Un cuarto de hora no es ni mucho ni poco tiempo.
La formación creada por Shen Mo no solo podía aislar a las personas, sino también la percepción divina. Por lo tanto, a menos que Shen Mo observara específicamente, no sabía lo que Shen Yebai y Qin Moyu se habían dicho en ese breve lapso.
Pero supo cuándo Shen Yebai terminó de hablar y abrió lentamente los ojos.
Antes de llevarse a Shen Yebai, miró a Qin Moyu. No sabía qué había dicho Shen Yebai, pero aunque los ojos de Qin Moyu estaban ligeramente enrojecidos, sus emociones se mantenían estables, aunque parecía un poco reacia a separarse de él.
Shen Mo suspiró aliviado en secreto al comprobar que Qin Moyu no estaba tan desconsolado como había imaginado.
Un momento, ¿por qué tengo tanto miedo de herir sus sentimientos?
La idea cruzó por la mente de Shen Mo, pero la descartó rápidamente.
Porque más importante que pensar en este problema es integrarse con Shen Yebai.
Al ver a Shen Yebai, que era casi idéntico a él, Shen Mo se llenó de alegría. Años de planificación habían culminado en este día.
A medida que la llamada familiar que provenía de lo más profundo de su alma se hacía más fuerte, Shen Yebai cerró los ojos y optó por dejarla ir.
—La integración ha comenzado.
Capítulo cincuenta y siete: Latido del corazón. Lo que quieras, lo haré por ti…
El proceso de fusión no fue tan sencillo como se imaginaba. Dado que Shen Yebai se fusionaba voluntariamente, Shen Mo completó la fusión prácticamente sin obstáculos.
Cuando volvió a abrir los ojos, Shen Yebai ya no estaba allí.
Sin embargo, los recuerdos que Shen Mo tiene de Shen Yebai siguen siendo vagos.
Esto no es sorprendente.
Después de todo, dado que su alma había estado dividida durante tantos años, la integración completa de los recuerdos y emociones de Shen Yebai llevaría algún tiempo. Shen Mo lo había soportado durante todos esos años, así que un mes o dos no supondrían ninguna diferencia. Por lo tanto, aun así, no afectó al buen humor de Shen Mo.

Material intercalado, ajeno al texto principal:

PR #9074, opened 2020-05-17
Implement new incremental parser

### LINKED ISSUE #8180: Transform plugins.D to an incremental parser
##### Feature idea summary

In order for the Plugins.D parser to be usable by the [metadata log](https://github.com/netdata/docs/blob/master/architecture/agent/db/database-log-format-pros-cons.md), we need to trasform it; from a self-contained uninterruptible parser that consumes a whole serial stream and acts on it, to an incremental streaming parser that shares its own iterative state and allows for other contexts such as the metadata log code to process the results and initiate I/O to fill buffers for the parser to consume.

* `pluginsd_process()` is called from two places.
* The file pointer needs to be replaced with a buffer structure.
* Some kind of wrapper / shim needs to load the buffer in the different cases (pipes / streaming).
* Cleanly separate out the https cases.
* Allow the processing function to be called iteratively to parse the stream.

Examples:
```
    struct {
        .set = &act_on_set;
        .chart = &act_on_chart;
        .label = &act_on_label;
    } actions;
    buffer = pluginsd_stream_init(state, fp);
    for (i ; ; ++i) {
        pluginsd_parse_line(state, buffer, &actions);
        pluginsd_do_action(state, &actions);
    }
```
or:
```
    struct {
        .set = &act_on_set;
        .chart = &act_on_chart;
        .label = &act_on_label;
    } actions;
    pluginsd_stream_init(state, &actions);
    for (i ; ; ++i) {
        buffer = streaming_https(state, fp);
        count += pluginsd_parse_do_action(state, buffer);
        
        // pause parsing, do stuff, do I/O
    }
```

##### Test scenarios
* Local stream from a collector
* Remote stream over http from a slave
* Remote stream over https from a slave

stelfrag:
Fixes #8180
##### Summary
Implements new incremental parser to be used by internal plugins and slaves. 

Usage:
- A new parser is allocated with an appropriate `input` stream
  - An optional `read` and `eof` function can be supplied (defaults to the current implementation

Sin embargo, ahora que se han fusionado, su plan puede seguir adelante.
Tras mucha deliberación y después de dar vueltas por la habitación durante un buen rato, finalmente decidió buscar a alguien antes de ir con el Señor Demonio.
…………
Había transcurrido un día y una noche desde que Shen Mo se llevó a Shen Yebai. Qin Moyu fue recibida como una invitada de honor y se alojó en el palacio. Aburrida, fue a visitar a Shen Yu, quien había sido encarcelado de nuevo.
Esta vez, Shen Sheng estaba decidido a encerrar a Shen Yu. No solo la vigiló con un estricto dispositivo de seguridad, sino que también encontró un valioso libro y la castigó obligándola a copiarlo cincuenta veces y a dibujar las ilustraciones. No se le permitió salir de la casa hasta que terminara de copiarlo.
El libro era exageradamente grueso; Shen Yu lo había estado copiando tanto estos últimos días que casi se volvía loco. Cuando vio acercarse a Qin Moyu, actuó como si hubiera visto a un gran benefactor.
"Solo tú te acuerdas de mí, waaaaaah." Shen Yu miró a Qin Moyu con los ojos llorosos, casi lista para abrazar la pierna de Qin Moyu y gritar "¡Buena persona!" tres veces.
Qin Moyu se divirtió con su lamentable aspecto, y su ánimo, que inicialmente era sombrío, mejoró un poco.
Con naturalidad, buscó una silla para sentarse y comenzó a charlar con Shen Yu de manera informal.
Al principio, charlaban de todo un poco, pero de alguna manera la conversación derivó hacia Shen Yebai.
Shen Yu preguntó primero: "Ah, cierto, ¿adónde fue tu compañero taoísta? ¿Le dijiste cuando viniste aquí?"